Please give an exact transcription of the lines below, from the one that contains "maaquib: Agreed with @dhanainme" to the very last, with no other lines.

[Start of section]

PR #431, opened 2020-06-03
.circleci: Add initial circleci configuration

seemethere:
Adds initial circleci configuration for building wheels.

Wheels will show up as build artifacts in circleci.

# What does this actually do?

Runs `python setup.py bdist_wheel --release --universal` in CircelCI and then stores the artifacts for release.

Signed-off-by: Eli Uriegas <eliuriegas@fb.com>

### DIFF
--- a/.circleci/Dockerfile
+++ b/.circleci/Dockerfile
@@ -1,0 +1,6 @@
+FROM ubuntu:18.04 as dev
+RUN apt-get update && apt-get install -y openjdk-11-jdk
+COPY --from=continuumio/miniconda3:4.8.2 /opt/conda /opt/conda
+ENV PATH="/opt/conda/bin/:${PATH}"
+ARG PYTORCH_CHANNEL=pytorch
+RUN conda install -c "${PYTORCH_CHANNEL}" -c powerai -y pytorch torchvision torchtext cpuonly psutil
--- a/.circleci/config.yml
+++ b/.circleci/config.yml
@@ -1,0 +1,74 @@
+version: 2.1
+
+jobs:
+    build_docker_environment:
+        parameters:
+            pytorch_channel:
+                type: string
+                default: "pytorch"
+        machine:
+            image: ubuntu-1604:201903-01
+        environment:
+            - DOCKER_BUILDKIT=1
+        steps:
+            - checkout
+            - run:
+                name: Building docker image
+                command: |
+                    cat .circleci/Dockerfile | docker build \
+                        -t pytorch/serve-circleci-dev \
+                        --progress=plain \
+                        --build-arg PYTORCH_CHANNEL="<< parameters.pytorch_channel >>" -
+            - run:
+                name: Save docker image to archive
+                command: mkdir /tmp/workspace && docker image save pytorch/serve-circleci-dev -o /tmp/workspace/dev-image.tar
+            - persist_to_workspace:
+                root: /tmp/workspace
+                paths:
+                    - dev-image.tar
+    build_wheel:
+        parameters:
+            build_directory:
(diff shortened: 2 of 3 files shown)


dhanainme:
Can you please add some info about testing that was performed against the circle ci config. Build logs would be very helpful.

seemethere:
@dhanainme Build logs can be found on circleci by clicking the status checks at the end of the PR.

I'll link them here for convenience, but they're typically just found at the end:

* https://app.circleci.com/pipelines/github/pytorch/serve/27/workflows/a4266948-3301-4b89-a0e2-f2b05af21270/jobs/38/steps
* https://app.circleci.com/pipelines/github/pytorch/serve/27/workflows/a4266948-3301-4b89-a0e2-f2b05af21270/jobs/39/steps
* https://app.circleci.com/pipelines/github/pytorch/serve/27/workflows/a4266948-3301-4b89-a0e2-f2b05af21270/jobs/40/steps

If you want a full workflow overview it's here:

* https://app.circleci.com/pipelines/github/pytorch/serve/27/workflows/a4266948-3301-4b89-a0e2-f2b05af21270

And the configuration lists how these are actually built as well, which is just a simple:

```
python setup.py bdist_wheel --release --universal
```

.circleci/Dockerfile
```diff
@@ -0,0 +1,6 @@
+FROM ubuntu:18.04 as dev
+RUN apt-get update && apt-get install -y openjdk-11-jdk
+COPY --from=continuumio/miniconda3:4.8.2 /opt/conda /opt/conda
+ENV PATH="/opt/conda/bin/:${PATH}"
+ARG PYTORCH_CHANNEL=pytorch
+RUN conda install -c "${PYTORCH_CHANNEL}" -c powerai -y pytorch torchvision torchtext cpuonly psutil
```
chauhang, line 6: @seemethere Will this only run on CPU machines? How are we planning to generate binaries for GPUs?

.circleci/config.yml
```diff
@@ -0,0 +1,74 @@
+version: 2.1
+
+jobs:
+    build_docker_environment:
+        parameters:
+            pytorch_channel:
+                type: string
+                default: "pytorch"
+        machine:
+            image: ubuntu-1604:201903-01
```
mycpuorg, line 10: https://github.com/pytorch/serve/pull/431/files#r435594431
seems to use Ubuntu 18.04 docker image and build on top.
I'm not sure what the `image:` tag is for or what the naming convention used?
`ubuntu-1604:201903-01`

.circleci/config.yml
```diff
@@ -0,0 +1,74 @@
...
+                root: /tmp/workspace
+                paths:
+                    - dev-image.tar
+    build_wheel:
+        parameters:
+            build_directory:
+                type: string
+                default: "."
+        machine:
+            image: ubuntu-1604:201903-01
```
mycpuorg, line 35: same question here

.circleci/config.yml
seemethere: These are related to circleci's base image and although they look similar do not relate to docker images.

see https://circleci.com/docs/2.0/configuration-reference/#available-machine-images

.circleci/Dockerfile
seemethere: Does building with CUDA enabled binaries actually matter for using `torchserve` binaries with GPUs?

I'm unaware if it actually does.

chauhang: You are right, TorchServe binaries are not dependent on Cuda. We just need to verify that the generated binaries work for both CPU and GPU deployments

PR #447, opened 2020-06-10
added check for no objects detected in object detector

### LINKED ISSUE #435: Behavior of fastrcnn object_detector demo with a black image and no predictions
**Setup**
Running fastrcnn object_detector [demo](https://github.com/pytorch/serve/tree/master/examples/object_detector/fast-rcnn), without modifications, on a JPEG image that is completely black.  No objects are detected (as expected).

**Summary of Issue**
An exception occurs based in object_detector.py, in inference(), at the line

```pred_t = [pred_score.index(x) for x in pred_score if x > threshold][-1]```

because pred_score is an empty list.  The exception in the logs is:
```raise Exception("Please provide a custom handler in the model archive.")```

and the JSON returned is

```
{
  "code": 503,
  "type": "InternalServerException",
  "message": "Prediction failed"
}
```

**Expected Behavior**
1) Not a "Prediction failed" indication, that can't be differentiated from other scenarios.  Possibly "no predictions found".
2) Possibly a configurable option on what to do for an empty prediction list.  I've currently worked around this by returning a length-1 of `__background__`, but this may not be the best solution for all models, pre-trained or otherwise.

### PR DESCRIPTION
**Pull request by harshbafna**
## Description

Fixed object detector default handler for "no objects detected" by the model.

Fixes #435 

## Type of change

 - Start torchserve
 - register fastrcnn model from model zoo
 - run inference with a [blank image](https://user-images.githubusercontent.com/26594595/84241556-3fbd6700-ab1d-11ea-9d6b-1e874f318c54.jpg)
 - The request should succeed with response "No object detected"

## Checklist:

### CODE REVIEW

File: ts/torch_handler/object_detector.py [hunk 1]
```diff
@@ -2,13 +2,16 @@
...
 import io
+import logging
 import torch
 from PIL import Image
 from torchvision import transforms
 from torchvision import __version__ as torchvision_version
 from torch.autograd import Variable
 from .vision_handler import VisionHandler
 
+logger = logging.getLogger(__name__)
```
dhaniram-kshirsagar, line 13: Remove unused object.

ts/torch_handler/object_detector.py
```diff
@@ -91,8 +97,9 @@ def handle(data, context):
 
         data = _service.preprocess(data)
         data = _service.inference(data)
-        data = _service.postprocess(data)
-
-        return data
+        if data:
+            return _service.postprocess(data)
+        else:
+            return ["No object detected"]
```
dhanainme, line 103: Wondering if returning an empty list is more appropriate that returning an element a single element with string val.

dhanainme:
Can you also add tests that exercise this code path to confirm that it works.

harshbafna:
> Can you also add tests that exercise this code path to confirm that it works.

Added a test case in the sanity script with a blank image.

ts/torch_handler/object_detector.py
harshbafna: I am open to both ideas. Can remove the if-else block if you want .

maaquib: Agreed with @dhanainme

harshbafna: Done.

[End of section]

Response to the task
maaquib: Agreed with @dhanainme

harshbafna: Done.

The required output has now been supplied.